[What is needed]:
Using the data below, count the lines where "useful" appears, and answer with the number alone.

[Supplied entries]:
════

PR #2847, opened 2020-11-18
E2E test to install and consume a plugin

develohpanda:
image

We currently don't run packaged tests during a release. Plugin installation requires yarn and it is non-trivial to access it using the build artifacts, so it's easier to test this with the packaged app, hence the conditional test.

Fixes INS-305

### DIFF
--- a/package.json
+++ b/package.json
@@ -27,6 +27,8 @@
     "preinstall": "node ./scripts/check-version.js",
     "app-build:smoke:core": "cross-env SMOKE_TEST=core npm run app-build",
     "app-build:smoke:designer": "cross-env SMOKE_TEST=designer npm run app-build",
+    "app-package:smoke:core": "cross-env SMOKE_TEST=core npm run app-package",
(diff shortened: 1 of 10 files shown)


DMarby (approved):
Nice, ran perfectly on my machine as well 👍 

Not introduced in this PR (or a blocker for it), but something I noticed when packaging the apps for the smoke tests is that we also produce the .dmg's and the .zip's, which adds quite a bit of extra time to the packaging.
Do you think it might make sense to have electron-builder only package the `.app` and nothing else for smoke tests in the future?

image

develohpanda:
Ooooooh, actually yes! 

In the current state packaging takes 3x longer than building. If we reduce the artifacts and it speeds up, we can package during CI (instead of build during CI). That way tests like this one can run with PRs. It would also reduce the scripts (I really don't like how many scripts there are for smoke tests).

So, worth testing if packaging speeds up significantly by restricting the artifacts. If it doesn't, package tests will run during a release, in which case we need to package everything anyway.

develohpanda:
I added INS-330 to track this.

PR #2853, opened 2020-11-20
Hide the active workspace when moving a folder

### LINKED ISSUE #2849: Hide the active workspace when moving a folder to a new workspace
**Describe the bug**
Moving a folder shows a modal allowing you to select the new workspace, but it also shows the active workspace in that dropdown. This can be quite misleading and confusing, so let's hide it from the dropdown.

**To Reproduce**
1. Create a new workspace (so you have two workspaces with **unique names**)
1. Create a new folder
2. Right click on the folder
3. Click 'Move'
4. Click on the dropdown to select the destination workspace
5. Note that it also shows your current workspace in the dropdown

**Expected behavior**
Don't show the active workspace in the move folder modal

**Screenshots**

In the following screenshot, "Insomnia" should not show in the dropdown.

image

```
Version: Insomnia Core 2020.5.0-beta.1
Release date: 11/18/2020
OS: Windows_NT x64 10.0.19041
Electron: 9.1.1
Node: 12.14.1
V8: 8.3.110.13-electron.0
Architecture: x64
node-libcurl: libcurl/7.69.1-DEV OpenSSL/1.1.1d zlib/1.2.11 WinIDN libssh2/1.9.0_DEV nghttp2/1.40.0
```

gravyboat:
Closes #2849

Before:
before

After:
after

This uses a `flatMap` which should have minimal impact on performance. I didn't see any tests for this specific component. If I missed them let me know and I can add some.

### DIFF
--- a/packages/insomnia-app/app/ui/components/modals/move-request-group-modal.js
+++ b/packages/insomnia-app/app/ui/components/modals/move-request-group-modal.js
@@ -12,7 +12,7 @@ import HelpTooltip from '../help-tooltip';
 
 type Props = {
   workspaces: Array<Workspace>,
-  workspace: Workspace,
+  activeWorkspace: Workspace,
 };
 
 type State = {
@@ -79,7 +79,7 @@ class MoveRequestGroupModal extends React.PureComponent<Props, State> {
   }
 
   render() {
-    const { workspaces, workspace } = this.props;
+    const { workspaces, activeWorkspace } = this.props;
     const { selectedWorkspaceId } = this.state;
     return (
       <form onSubmit={this._handleSubmit}>
@@ -93,7 +93,7 @@ class MoveRequestGroupModal extends React.PureComponent<Props, State> {
                 <select onChange={this._handleChangeSelectedWorkspace} value={selectedWorkspaceId}>
                   <option value="n/a">-- Select Workspace --</option>
                   {workspaces.flatMap(w =>
-                    w._id === workspace._id ? (
+                    w._id === activeWorkspace._id ? (
                       []
                     ) : (
                       <option key={w._id} value={w._id}>
--- a/packages/insomnia-app/app/ui/components/modals/move-request-group-modal.js
+++ b/packages/insomnia-app/app/ui/components/modals/move-request-group-modal.js
@@ -12,6 +12,7 @@ import HelpTooltip from '../help-tooltip';
 
 type Props = {
   workspaces: Array<Workspace>,
+  workspace: Workspace,
 };
 
 type State = {
@@ -78,7 +79,7 @@ class MoveRequestGroupModal extends React.PureComponent<Props, State> {
   }
 
   render() {
-    const { workspaces } = this.props;
+    const { workspaces, workspace } = this.props;
     const { selectedWorkspaceId } = this.state;
     return (
       <form onSubmit={this._handleSubmit}>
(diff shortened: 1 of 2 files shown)


packages/insomnia-app/app/ui/components/modals/move-request-group-modal.js
```diff
@@ -91,11 +92,15 @@ class MoveRequestGroupModal extends React.PureComponent<Props, State> {
...
-                  ))}
+                  {workspaces.flatMap(w =>
+                    w._id === workspace._id ? (
+                      []
+                    ) : (
+                      <option key={w._id} value={w._id}>
+                        {w.name}
+                      </option>
+                    ),
+                  )}
```
develohpanda: I'm guessing you didn't go down the `workspaces.filter(...).map(...)` route to avoid iterating through the array twice: 👏.

Is there a particular reason to use `flatMap` over `map`, though? If you use a `map`, you can simply return `null` in place of an empty array in the conditional.

packages/insomnia-app/app/ui/components/modals/move-request-group-modal.js
```diff
@@ -12,6 +12,7 @@ import HelpTooltip from '../help-tooltip';
 
 type Props = {
   workspaces: Array<Workspace>,
+  workspace: Workspace,
```
develohpanda: Please change this prop to be `activeWorkspace` to be clearer about what it represents. 🙂

develohpanda (changes requested):
Thanks for the PR! A couple of comments. 🎉

packages/insomnia-app/app/ui/components/modals/move-request-group-modal.js
gravyboat: I considered this when making the PR but wasn't sure since it was labeled `workspace` in other instances, thanks for the clarification. This is now fixed for all references.

packages/insomnia-app/app/ui/components/modals/move-request-group-modal.js
gravyboat: > Is there a particular reason to use `flatMap` over `map`, though?

Not really other than personal preference. I don't like using null when I can avoid it and since it's already an array of workspaces here it seems more clear to provide an array. Performance wise it's nearly identical:
flatmap_v_map

Edit: If you prefer a `map` I can update it.

packages/insomnia-app/app/ui/components/modals/move-request-group-modal.js
develohpanda: Oh, you're right, it is labeled simply `workspace` in other places. I don't know why... since it loses context. I'm not too concerned, but I think keeping context about what the workspace represents is useful for this particular case! 👍

packages/insomnia-app/app/ui/components/modals/move-request-group-modal.js
develohpanda: That's good to know! I don't really have a preference, I'm on board with avoiding `null` where possible, and I can see cases where `flatMap` will certainly be safer.

I feel that for the sake of consistency in this code-base (only one instance of `flatMap`), and the fact that React knows exactly what to do with a `null`, in this particular instance it might be better to stick with `map`. 🙂 

Btw, what did you use to get that performance snapshot? Looks useful!

packages/insomnia-app/app/ui/components/modals/move-request-group-modal.js
gravyboat: Agreed!

packages/insomnia-app/app/ui/components/modals/move-request-group-modal.js
gravyboat: Good point about React knowing what to do with `null` for the conditional rendering. I didn't check to see if `flatMap` had been used elsewhere in the project and this being the only instance would be annoying for maintenance. I've updated the PR with this change. If things look good after that I'll squash the 3 commits in to one.

> Btw, what did you use to get that performance snapshot? Looks useful!

It's https://jsbench.me, I wouldn't use it for anything large, but it's great for testing in these sorts of scenarios.

develohpanda (approved):
Nicely done! 💯

packages/insomnia-app/app/ui/components/modals/move-request-group-modal.js
develohpanda: We squash and merge PRs through GH, so no need to squash into a single commit 😊

DMarby (approved):

gravyboat:
Did a quick merge in of the develop branch to get back up to date since I wasn't sure if you prefer that or a rebase since it will be squashed any way.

════

[Result of this exercise]:
3